[The data — start]

PR #747, opened 2019-11-19
Add test for removing redactions from search results

anoadragon453:
Adds a test that sends two messages, redacts one of them, then searches for both. It should only get one, the non-redacted event, back.

Synapse PRs: https://github.com/matrix-org/synapse/pull/6377, https://github.com/matrix-org/synapse/pull/6522


anoadragon453:
I've fixed the test to use `scalar @$results` instead of `length @$results`, as `length` apparently always returns `1`, which was the value we were testing for.

PR #748, opened 2019-11-25
Don't modify source volumes when running in docker

richvdh:
I've fallen into this trap several times now: I don't expect the docker image
to modify my local files.


richvdh:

[The data — finish]

▸ Brief
Every line of the listing that includes the word "opened" forms the answer.

▸ Task solution
PR #747, opened 2019-11-19
PR #748, opened 2019-11-25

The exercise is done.